| Exercise brief |
Reproduce every line that appears below, precisely and completely.

Stored records:
= = = =

PR #1015, opened 2023-11-03
fix(showBuildStatus): add logging

kishore03109:
## Problem
1. This API design throws 4xx errors in a large proportion. While this has no user impact, eng is getting alarms.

= = = =

| The completed task |
PR #1015, opened 2023-11-03
fix(showBuildStatus): add logging

kishore03109:
## Problem
1. This API design throws 4xx errors in a large proportion. While this has no user impact, eng is getting alarms.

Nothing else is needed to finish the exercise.